Three essential qualities I look for in every nonprofit (and you should too!)
t's not easy to know how to invest time and money into nonprofits with certainty that they are genuinely effective at what they claim to do.
I currently work with The Exodus Road, a nonprofit fighting human trafficking, but I’ve also worked and volunteered alongside other nonprofits in my career. Throughout the years, I’ve learned that there are three qualities that I’ve consistently witnessed in organizations that are genuinely making a difference in our world.
Here are three questions I ask when deciding whether to support any nonprofit:
Do they innovate, rather than duplicate?
I remember walking down a long stretch of LED-lit storefronts in the shopping district of Dali -- a mountainous city of 3.3 million located in China’s southwestern Yunnan province.
In a one-mile stretch of road, you could find 10+ lookalike “Apple” stores, each selling the same array of accessories and devices while purporting to offer the best price in town. No one store was drastically more effective than the others -- none had done the work of studying their market, analyzing it for holes, and curating a business model that would respond appropriately.
On the other hand, healthy and effective nonprofits must be diligent in the work of ethnographic research in prospective communities. They must consult with experts and professionals in the space about what the community needs — and if their organization would be welcomed to help respond to those needs.

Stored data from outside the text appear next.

PR #116, opened 2015-09-01
Display changes in framework statistics over time

quis:
47690-st60

# Use audit events rather than calling API directly

Previously the stats page called the API on every page load. It could only get the latest data.

This commit changes the stats page to get its data from audit events instead, where the stats are/will be snapshotted every hour, as per: alphagov/digitalmarketplace-api#222

TL;DR:
- less expensive API calls
- potential for showing change in data over time

# Get basic charts on the page

This commit creates charts using [C3](http://c3js.org/). Chosen because it is
- [MIT licensed](https://github.com/masayuki0812/c3/blob/master/LICENSE) (unline some other JS charting libraries)
- D3 based, which means the results look similar to Performance Platform

The code written in this commit extracts data from the tables on the statistics page and then passes it to C3 to generate the charts.

# Refine appearance and behaviour of charts

Including:
- some non-canon date formatting
- using a time series for the x axis, so that the points are properly spaced, even if they don't get captured at regular intervals
- using stacked area charts for most of the data (this seemed to make sense last time)
- some variations (colour, tooltip) depending on whether the page is being viewed in big screen mode or not

### DIFF
--- a/app/assets/javascripts/_tables-to-charts.js
+++ b/app/assets/javascripts/_tables-to-charts.js
@@ -2,16 +2,29 @@
 
   GOVUK.GDM.tablesToCharts = function() {
 
+    var isBigScreen = $("#framework-statistics-big-screen").length;
+
     $(".framework-statistics table")
       .each(function(tableIndex) {
 
-        var columns = [];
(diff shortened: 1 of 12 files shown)


allait:
:+1:

PR #350, opened 2018-01-16
Use toolkit form macros instead of app form macros

idavidmcdonald:
We have a central set of form macros in our toolkit. This app
had slightly differing macros. In principle, there is no reason
why we should be doing things different to the toolkit so the aim
was to swap straight to them. Most of the differences between
the macros in this app and the toolkit made no difference for
example

- `hint_underneath` param for `radios` macro. It does not matter
if the value is `None` or `False` as both will evaluate falsey
and our template ends up not minding. Therefore there is no reason
to keep the divergence of `question_content.hint_underneath or False`

- the `pricing` macro was passing `hidden` and `id` variables into
our html template, however these variables are not actually used
in the template so there is no reason to keep them

- we don't have a `percentage` macro in the toolkit because we
don't have any questions of type `percentage`. I assume this was
leftover from a long time ago. Instead questions that ask for
a percentage value are of type `number` with the unit field `%`.
Therefore, no reason to keep this macro as it would never be used.

- all the macros were using `hint=question_content.hint or ''`. If
`question_content.hint` is not set than the value from the content
loader is `None` which is falsey like `''` and makes no difference
to our templates. Therefore we do not need the empty string option
which is different to the toolkit.

There were however some differences spotted but I believe it is OK
to accept these changes (will confirm this with a designer/PM).

- The `multiquestion` macro diverges reasonabally. The one in the
toolkit outputs `question_content.question_advice` if it exists and
`question_content.hint` if it exists. This means that we may be
showing additional context about the question at the top of
multiquestions

- The toolkit macros show additional content. For example the
`uploads` macro passes the following to the template:
`question_advice=kwargs.get("question_advice", question_content.question_advice`.
Before we were not passing any question_advice to the uploads
 template, even if `question_content.question_advice` did exist.
There are several similar examples of this across the new
toolkit macros but it should be fine as they are showing
additional context where it exists.

Here are two examples to highlight some of the before and after differences. Note, these are not all of the locations where things have changed but should give you an idea of the type of changes.

Before:
image

After:
image

Before:
image

After:
image


idavidmcdonald:
Note, Laurence is happy with this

Wise organizations take care to assess if other nonprofits are responding similarly within a region and if increased NGO presence would represent a benefit to the work of justice in the community. This encourages a spirit of collaboration, which leads me to a second quality that you should look for in the nonprofits you support.
Do they realize that collaboration > competition?

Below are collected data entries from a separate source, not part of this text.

PR #363, opened 2018-02-28
Revert "Bump digitalmarketplace-utils dependency to 34.1.0"

risicle:
This reverts commit 1cd9cd765412ec53fe167ab9ba68e72a5188f7ac.

Because we don't *set* the default for DM_REQUEST_ID_HEADER, apiclient,
which turns out to rely on this value, isn't able to find the correct
header to use when forwarding the request. back this out until we've
updated/fixed either the utils or apiclient

Trello https://trello.com/c/dlbLmRDB/343-make-use-of-zipkin-headers-in-preference-to-request-id-pt-1

I'm going AFK right now so if someone wants to approve **and maybe merge** this that would be cool.


katstevens:
Looks fine to me as well - will merge once Travis has done its thing.

PR #364, opened 2018-03-02
request id handling: bump digitalmarketplace-utils dependency to 34.1.1

risicle:
...and re-freeze requirements.txt. this should bring in the new request id header handling, and actually work this time.

https://trello.com/c/dlbLmRDB/343-make-use-of-zipkin-headers-in-preference-to-request-id-pt-1

### DIFF
--- a/config.py
+++ b/config.py
@@ -38,7 +38,6 @@ class Config(object):
     DM_LOG_LEVEL = 'DEBUG'
     DM_PLAIN_TEXT_LOGS = False
     DM_APP_NAME = 'admin-frontend'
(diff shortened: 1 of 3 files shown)


config.py
```diff
@@ -38,7 +38,6 @@ class Config(object):
     DM_LOG_LEVEL = 'DEBUG'
     DM_PLAIN_TEXT_LOGS = False
     DM_APP_NAME = 'admin-frontend'
-    DM_DOWNSTREAM_REQUEST_ID_HEADER = 'X-Amz-Cf-Id'
```
galund: This isn't mentioned in your commit message, but I assume it's an intentional re-removal of the obsolete ting, or something like that.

As counterintuitive as it feels in our hyper-competitive world, the work of justice is not a zero-sum game.
The global pandemic has heightened our awareness of the need for “togetherness,” but this isn’t a natural propensity. Many nonprofits are born from a catalyst moment -- a sobering realization of an issue that demands a response. Good men and women spring into action to offer a solution, but they often find their newly minted 501c3 strapped for cash and unable to effectively provide the solution they longed to provide to the world.
Marketing campaigns are launched, and donor dollars are vied for. But is this the only way?
I can't tell you how many times I've heard the leaders at The Exodus Road celebrate the great work of partners, law enforcement, and even other nonprofits involved in the fight against human trafficking. When national teams are involved in a rescue or arrest operation, we often intentionally request that our name be withheld from the press release.
This protects investigators, but it also brings infamy to the law enforcement and social workers who are heroes for making their own country that much safer.
A spirit of collaboration can often be a great indicator of healthy organizational leadership. Insert your own nonprofit of choice into the example. Do they celebrate collaboration? When one wins, we all reap the benefit of a world made juster.